Parecía más alto de lo que ella había notado al principio.

Durante su primer encuentro, Vivian no había registrado su apariencia ya que no era alguien que ella conociera o quisiera conocer.

Su intención sólo había sido terminar su examen y salir rápidamente, tanto que aparte de sus anteojos y su ropa gastada, ella no había notado sus ojos rojos.

—No sabía que usted conocería a alguien aquí en absoluto —comentó ella en respuesta al verle sonreír.

A diferencia de su anterior yo nervioso, parecía seguro de sí mismo, con los ojos fijos en ella.

Él le sonrió en respuesta, empujando sus gafas por el puente de su nariz.

—Mis disculpas por mi apariencia engañosa.

A veces es mejor mantener un perfil bajo que ser acusado de usar los favores de sus conexiones.

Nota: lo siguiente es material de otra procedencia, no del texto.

PR #1249, opened 2026-02-04
feat(coding-agent): add resume as configurable keybinding action

juanibiapina:
Add `resume` as a configurable app-level keybinding action, allowing users to bind a key to open the session resume selector directly.

This follows the same pattern as the existing `newSession`, `tree`, and `fork` actions:
- Added to `AppAction` type union
- Default binding is `[]` (unbound), configurable via `keybindings.json`
- Editor action handler calls `showSessionSelector()`

Previously, the session resume selector was only accessible via the `/resume` slash command.

### DIFF
--- a/packages/coding-agent/CHANGELOG.md
+++ b/packages/coding-agent/CHANGELOG.md
@@ -2,6 +2,10 @@
 
 ## [Unreleased]
 
+### Added
+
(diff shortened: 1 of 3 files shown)


badlogic:
Merged, thanks! Added PR attribution to the changelog entry and documented the `resume` action in docs/keybindings.md.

¿No está de acuerdo, Lady Vivian?

​—su sonrisa desconcertante la hizo asentir con la cabeza en​ respuesta.

—Tal vez.

—Pero debo decir que fue una sorpresa encontrarla aquí, eras como un conejito que se escapó la última vez.

¿Cómo llegó a conocer a Lady Eleanor?

—Amigos mutuos —le contestó ella, planeando dejar su compañía y volver a la sala principal, dio un paso adelante para escucharle preguntar curioso: —¿Las palabras que dijiste eran dirigidas a Lady Mónica?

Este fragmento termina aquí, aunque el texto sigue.